FAIR WARNING – ROYAL JEWELS GO ON THE BLOCK AT SOTHEBY’S
The Sotheby’s New York auction of one among only three original film posters known to exist of Karl Freund’s 1932 motion picture “The Mummy” may be the biggest draw among serious collectors this month. But in a few weeks, attention will shift to the auction house’s Geneva gallery where a fleet of private jets will probably be headed when “Royal Jewels from the Bourbon-Parma Family” goes under the hammer. The auction showcases breathtaking pieces unseen in public for centuries including dazzlers once owned by the tragically misunderstood Marie-Antoinette (1755–1793). So not only is this collection of resplendent opulence but nearly invaluable for their distinguished provenance.
Along male lineage, the House of Bourbon-Parma descends from the French Capetian dynasty and spans across some of Europe’s ruling families that have comprised Kings of France and Spain, Emperors of Austria, and the Dukes of Parma. Since the announcement of the sale from the family collection, Sotheby’s has held previews of the pieces in Milan, Munich, Cologne, Dubai, and Hong Kong.

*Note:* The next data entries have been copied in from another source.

PR #619, opened 2018-12-26
MSVC double warnings and wrong paths

KoeMai:
### This changes visible behavior of MSVC problems

- Update MSVC message RegEx, to identify problems from MSVC
- Add diagnostic test case

### DIFF
--- a/src/driver.ts
+++ b/src/driver.ts
@@ -731,6 +731,7 @@ export abstract class CMakeDriver implements vscode.Disposable {
         return [
           '/m',
           '/property:GenerateFullPaths=true',
+          '/consoleloggerparameters:NoSummary'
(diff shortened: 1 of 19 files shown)


jclay:
I was experience this problem as well and tried your branch out, it works great!

src/driver.ts
```diff
@@ -731,6 +731,7 @@ export abstract class CMakeDriver implements vscode.Disposable {
         return [
           '/m',
           '/property:GenerateFullPaths=true',
+          '/consoleloggerparameters:NoSummary'
```
Randshot: Hard coded build arguments were removed in a recent PR, since it can cause issues.

KoeMai: Done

Following the showing here, it continues on to London, Singapore, and Taipei before concluding in Geneva for the auction.
Highlights of the collection include a diamond tiara (Hübner, circa 1912 estimated at $350,000-550,000); and a deep blue Ceylonese sapphire brooch encircled by diamonds (circa 1900 estimated at $150,000 – 250,000), a wedding gift to the Archduchess Maria Anna of Austria from her mother. But it will be the pieces that include stones once owned by Marie-Antoinette herself that will, without a doubt, generate the most interest such as: the pearl and diamond pendant (estimated at $1-2M); and the six-strand pearl and diamond necklace (estimated at $5,000-$8,000) reset with the unaltered clasp, which was formerly from one of the queen’s pearl bracelets. There are other pieces in the collection composed of stones of multiple royal provenances, appropriated into their current settings. The diamond parure (estimated at $300,000-$500,000), for instance, holds 95 diamonds, five of which are solitaires that belonged to Marie-Antoinette, some that once adorned the sword of the Duke of Berry, and one pear-shaped stone from the collection of the Archduchess Isabella of Austria, Princess of Croy (1856-1931).